In the end, a listener can take "Ripple" as just a pretty song or fully dive into its philosophical musings. It's this flexibility of meaning, along with the song's musicianship, that make it one the Dead's finest '70s songs.
Estimated Prophet
In keeping with our theme of religiosity/spirituality but moving back to 1977's "Terrapin Station," we've got the excellent "Estimated Prophet," aka, the Grateful Dead do reggae (at least outside of the chorus). The album version of "Estimated Prophet" is a super funky, grooveable jam with all the "no, no, no, no" vocal interjections you'd hope for, plus some brass. It's also about a crisp five-and-a-half minutes long and feels complete without any of the Dead's live tinkerings.
That being said, we're going to highlight the longer, live version of the song off "Dick's Picks Volume Three: Pembroke Pines, Florida 5/22/77" because it enhances the original while not taking anything away from it. Recorded in 1977 and released in 1995 following the death of Jerry Garcia, the live version continues beyond the studio version's fade-out. It segues into an extended, trance-inducing, improvised solo dripping with effects that make it resemble a human voice. This section demonstrates precisely why the Dead thrived in a live setting, as the solo sounds organic, perfectly phrased, and could have kept going on and on even longer than it did.
"Estimated Prophet" excels on the lyrical front as much as it does the musical front. It's a dark window into the delusional mind of a cult leader that reaches peak menace with the lines, "And I'll call down thunder and speak the same / And my work fills the sky with flame / And might and glory going to be my name /And men going to light my way." We're not talking heavy, chugging riffs or anything, but a low, simmering sense of danger that pervades the whole track and helps make it unique.
Shakedown Street
The opening to the Grateful Dead's "Shakedown Street" might have you thinking that you're listening to a song inspired by Pink Floyd's "Another Brick In The Wall (Part 2)." But no, "Shakedown Street" came first in 1978 on the album of the same name, while "The Wall" came out in 1979. But, that song comparison should help explain two key facets of "Shakedown Street:" the prominent, funky bassline and the high-pitched, jangly guitar.
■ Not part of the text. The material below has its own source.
PR #2999, opened 2025-02-17
CAS-1205 - Add filtering to bedspace search

daveawc:
This PR updates how filtering works on bed searches. You can now pass in a list of UUIDs for premises and bedspace (room), which can either be included or excluded. This is because, for example, we want to see beds that ARE wheelchair accessible, but ARE NOT suitable for sexual offenders.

Fundamentally, "Shakedown Street" is a dance track firmly rooted in late-70s disco, but retaining some classic, psychedelic Grateful Dead flavor.
Like before, we're going to highlight a live version of "Shakedown Street," this time from "Dick's Picks Volume Five: Oakland Auditorium Arena 12/26/79," released in 1996. In comparison to the live version, the studio version is underdeveloped. The live version has a slightly lower tempo, a jazz shuffle-like beat, some incredibly cool alternative instrumental lines built around "Shakedown Street's" core chord progression, and goes on and on like a true jam session. It's not too hard to imagine being there, in the crowd, lost in the moment and the music, dancing your heart out to a lightning-in-a-bottle rendition of a killer track.
As mentioned earlier, it's this era of the Grateful Dead that some folks described as "disco Dead." "Shakedown Street," either the album or the song, didn't go over well with fans, who feared the Dead were going mainstream. But in retrospect, "Shakedown Street" capped the Dead's musical journey through the '70s and paved the way for their '80s phase. Though the "disco Dead" label was hurled as an insult, it's more accurate to say that the Grateful Dead elevated disco elements rather than got dragged into the disco dregs.